### INPUT RECORDS
Issue #919, opened 2018-02-07
Allow to load a codebase from an existing JSON scan


pombredanne:
This would be a way to reprocess a codebase though plugins (including outputs) but not through scanners.

vivonk:
@pombredanne is you are trying to say `backtracing`? or making a sample codebase from the json output of our report.

pombredanne:
@vivonk yes. @JonoYang also is onto something, and this may be a dupe of this ticket :P worth asking!

pombredanne:
This has been implemented and merged and is available in the latest tags. Thanks @JonoYang !

PR #937, opened 2018-02-16
Add the ability to load a codebase from a scan to ScanCode #919

pombredanne:
This PR is for #919 e.g. allow to reload a scancode JSON output back in scancode to reprocess it (excluding scanning since this is just data). It creates a virtual codebase from that scan and then it can be re-processed through plugins.

For instance, an SPDX output can be recreated from an original JSON output. Or any prescan or postcan filtering or summarization can be applied.


JonoYang:
@pombredanne I've added tests for the virtual codebase, cache usage with the virtual codebase, and comments. Travis CI and AppVeyor should pass. Please review when you have a moment :)

pombredanne:
Looking good. Thank you for all the tests!

Issue #925, opened 2018-02-10
add time stamp of scan to ScanCode output


armijnhemel:
when running scancode it would be good to record a timestamp of when the scan started, ended or perhaps both (duration?). This makes it easier to later on identify a particular run of scancode.

vivonk:
@pombredanne is it not implemented already? as I read something like this in the repository, in before.

armijnhemel:
I just verified, it is not in the scancode that I am running ( 2.2.1.post241.68ea2eac0 ) with default options.

pombredanne:
@vivonk nope, not yet implemented. This is now available in the Codebase object but not yet saved to JSON

pombredanne:
@armijnhemel Thanks for the ticket btw :)

pombredanne:
This has long been merged and available.
@techytushar Thanks++

PR #945, opened 2018-02-18
Add timestamp to scan summary #925

techytushar:
PR for issue #925 
Signed-off-by: Tushar Mittal <chiragmittal.mittal@gmail.com>

### DIFF
--- a/src/formattedcode/output_json.py
+++ b/src/formattedcode/output_json.py
@@ -64,6 +64,7 @@ class JsonCompactOutput(OutputPlugin):
                    files_count=files_count,
                    scancode_version=scancode_version,
                    scancode_notice=scancode_notice,
+                   scan_start = codebase.scan_start,
                    pretty_options=pretty_options,
                    pretty=False)
 
@@ -92,18 +93,21 @@ class JsonPrettyOutput(OutputPlugin):
                    files_count=files_count,
                    scancode_version=scancode_version,
                    scancode_notice=scancode_notice,
+                   scan_start = codebase.scan_start,
                    pretty_options=pretty_options,
                    pretty=True)
 
 
 def write_json(results, output_file, files_count,
                scancode_version, scancode_notice,
-               pretty_options, pretty=False):
+               scan_start, pretty_options, 
+               pretty=False):
 
     scan = OrderedDict([
         ('scancode_notice', scancode_notice),
         ('scancode_version', scancode_version),
         ('scancode_options', pretty_options),
+        ('scan_start', scan_start),
         ('files_count', files_count),
         ('files', results),
     ])
--- a/src/scancode/cli.py
+++ b/src/scancode/cli.py
@@ -724,7 +724,7 @@ def scancode(ctx, input,  # NOQA
         # TODO: this is weird: may be the timings should NOt be stored on the
         # codebase, since they exist in abstract of it??
         codebase.timings.update(setup_timings)
-
+        codebase.scan_start = scan_start
         codebase.timings['inventory'] = time() - inventory_start
         files_count, dirs_count, size_count = codebase.compute_counts()
         codebase.summary['initial:files_count'] = files_count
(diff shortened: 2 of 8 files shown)


src/scancode/cli.py
```diff
@@ -47,7 +47,7 @@
 from scancode_config import scancode_temp_dir
 
 from commoncode.fileutils import PATH_TYPE
-from commoncode.timeutils import time2tstamp
+from commoncode.timeutils import time2tstamp,tstamp2time
```
pombredanne: Please keep each import on a separate line, but also based on my other comments `tstamp2time` is not likely needed at all.

src/scancode/cli.py
```diff
@@ -1202,7 +1202,14 @@ def display_summary(codebase, scan_names, processes, verbose):
                                 '%(final_size_count)s' % locals())
 
     echo_stderr('Timings:')
+
+    timestamp = codebase.timings.get('timestamp',None)
+    timestamp = tstamp2time(timestamp)
```
pombredanne: Why do you get a time back?

src/scancode/cli.py
```diff
@@ -1202,7 +1202,14 @@ def display_summary(codebase, scan_names, processes, verbose):
...
+    echo_stderr('  timestamp: %(timestamp)s'% locals())
+    
     for name, value, in codebase.timings.items():
+        if name == 'timestamp':
```
pombredanne: You should pop() above instead IMHO
e.g. not `timestamp = codebase.timings.get('timestamp',None)` but instead `timestamp = codebase.timings.pop('timestamp',None)`

src/scancode/cli.py
```diff
@@ -724,7 +724,7 @@ def scancode(ctx, input,  # NOQA
         # TODO: this is weird: may be the timings should NOt be stored on the
         # codebase, since they exist in abstract of it??
         codebase.timings.update(setup_timings)
-
+        codebase.timings['timestamp'] = scan_start
```
pombredanne: IMHO the scan_start should be its own attribute on the Codebase. This is not a "timing" proper.

src/scancode/cli.py
techytushar: IMHO `time2tstamp` returns date time like this `2018-02-19T145640.979020` which is quite hard to read and understand so i converted it to `2018-02-19 14:56:40.979020` using `tstamp2time`

pombredanne: IMHO It is pure luck if a datetime ends up being serialized alright.
Instead you should use this I just pushed https://github.com/nexB/scancode-toolkit/commit/179d983a222cb067a40cfdcf05de70da1ffa262f with `path_safe=False`

src/scancode/cli.py
pombredanne: But this should not be in timings... but a proper attribute, so this is moot.

techytushar:
@pombredanne please review, i have made the required changes.. :sweat_smile:

src/formattedcode/output_json.py
```diff
@@ -92,18 +93,21 @@ def process_codebase(self, codebase, output_json_pp, files_count,
...
                    scancode_notice=scancode_notice,
+                   timestamp = codebase.scan_start,
                    pretty_options=pretty_options,
                    pretty=True)
 
 
 def write_json(results, output_file, files_count,
                scancode_version, scancode_notice,
-               pretty_options, pretty=False):
+               timestamp,pretty_options,
```
pombredanne: your code is not properly formatted

techytushar:
@pombredanne please review, add the test

src/scancode/cli.py
```diff
@@ -1202,6 +1202,10 @@ def display_summary(codebase, scan_names, processes, verbose):
                                 '%(final_size_count)s' % locals())
 
     echo_stderr('Timings:')
+
+    timestamp = codebase.scan_start
+    echo_stderr('  timestamp: %(timestamp)s'% locals())
```
pombredanne: Could we call this Scan start instead here and in the JSON output? ... since this is what this is.

techytushar:
@pombredanne only one test is failing, but all tests pass on my local machine, please review..

pombredanne:
The travis failure is an heisenbug. I respun a build

pombredanne:
Merging now. Thanks!

PR #946, opened 2018-02-18
Add example text to external file

techytushar:
Signed-off-by: Tushar Mittal <chiragmittal.mittal@gmail.com>

### DIFF
--- a/src/scancode/cli.py
+++ b/src/scancode/cli.py
@@ -82,6 +82,8 @@ from scancode.resource import Resource
 from scancode.utils import BaseCommand
 from scancode.utils import path_progress_message
 from scancode.utils import progressmanager
+from scancode.help import examples_text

### ASSIGNMENT
Look for the word "that" in the listing above, and copy every line where you find it.

### SOLUTION
This PR is for #919 e.g. allow to reload a scancode JSON output back in scancode to reprocess it (excluding scanning since this is just data). It creates a virtual codebase from that scan and then it can be re-processed through plugins.
I just verified, it is not in the scancode that I am running ( 2.2.1.post241.68ea2eac0 ) with default options.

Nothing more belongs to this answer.